Exercise:
List each line of the data that holds the string "target", please.

The data:
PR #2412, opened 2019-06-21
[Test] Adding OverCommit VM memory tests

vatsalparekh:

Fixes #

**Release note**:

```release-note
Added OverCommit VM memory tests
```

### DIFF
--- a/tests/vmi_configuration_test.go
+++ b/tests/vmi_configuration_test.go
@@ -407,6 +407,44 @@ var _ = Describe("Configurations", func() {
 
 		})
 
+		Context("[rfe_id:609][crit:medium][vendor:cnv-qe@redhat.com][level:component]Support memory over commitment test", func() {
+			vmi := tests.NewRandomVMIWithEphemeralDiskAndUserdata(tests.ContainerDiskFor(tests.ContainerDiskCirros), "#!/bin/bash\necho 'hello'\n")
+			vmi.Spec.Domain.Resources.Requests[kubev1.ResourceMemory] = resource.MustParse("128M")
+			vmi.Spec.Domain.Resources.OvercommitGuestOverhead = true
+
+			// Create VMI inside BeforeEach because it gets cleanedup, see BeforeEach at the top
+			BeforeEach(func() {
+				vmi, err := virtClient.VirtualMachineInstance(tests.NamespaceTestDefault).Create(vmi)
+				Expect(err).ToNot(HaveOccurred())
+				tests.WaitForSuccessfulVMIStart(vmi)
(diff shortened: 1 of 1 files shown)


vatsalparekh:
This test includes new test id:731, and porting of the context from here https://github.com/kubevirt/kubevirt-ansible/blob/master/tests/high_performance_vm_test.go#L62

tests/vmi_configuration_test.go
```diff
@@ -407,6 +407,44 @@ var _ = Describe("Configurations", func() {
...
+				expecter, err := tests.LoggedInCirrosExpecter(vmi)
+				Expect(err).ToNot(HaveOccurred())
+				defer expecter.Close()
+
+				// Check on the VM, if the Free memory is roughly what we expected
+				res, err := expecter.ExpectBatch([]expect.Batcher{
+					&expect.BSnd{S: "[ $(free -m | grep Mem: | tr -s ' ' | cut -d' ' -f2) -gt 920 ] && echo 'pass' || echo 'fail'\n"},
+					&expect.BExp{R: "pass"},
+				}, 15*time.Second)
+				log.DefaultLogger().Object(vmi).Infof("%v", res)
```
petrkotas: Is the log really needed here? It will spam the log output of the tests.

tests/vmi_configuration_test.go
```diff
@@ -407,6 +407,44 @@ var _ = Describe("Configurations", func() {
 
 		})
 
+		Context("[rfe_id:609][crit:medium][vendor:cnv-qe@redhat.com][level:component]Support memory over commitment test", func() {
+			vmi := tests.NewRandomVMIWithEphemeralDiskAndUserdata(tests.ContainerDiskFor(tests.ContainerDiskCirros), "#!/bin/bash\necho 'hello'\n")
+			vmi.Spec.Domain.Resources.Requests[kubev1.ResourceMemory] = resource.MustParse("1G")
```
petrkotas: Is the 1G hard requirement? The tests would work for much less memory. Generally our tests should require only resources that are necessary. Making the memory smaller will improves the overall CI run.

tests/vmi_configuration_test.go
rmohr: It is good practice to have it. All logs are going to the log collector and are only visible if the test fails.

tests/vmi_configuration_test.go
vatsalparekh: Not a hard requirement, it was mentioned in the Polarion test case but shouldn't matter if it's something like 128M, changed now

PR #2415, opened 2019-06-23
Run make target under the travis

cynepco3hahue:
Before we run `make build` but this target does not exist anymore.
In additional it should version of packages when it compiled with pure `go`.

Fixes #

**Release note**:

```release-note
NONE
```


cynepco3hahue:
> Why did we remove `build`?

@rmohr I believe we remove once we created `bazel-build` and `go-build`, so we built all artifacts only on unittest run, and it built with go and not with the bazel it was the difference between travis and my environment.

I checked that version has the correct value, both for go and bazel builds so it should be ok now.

Written response:
Run make target under the travis
Before we run `make build` but this target does not exist anymore.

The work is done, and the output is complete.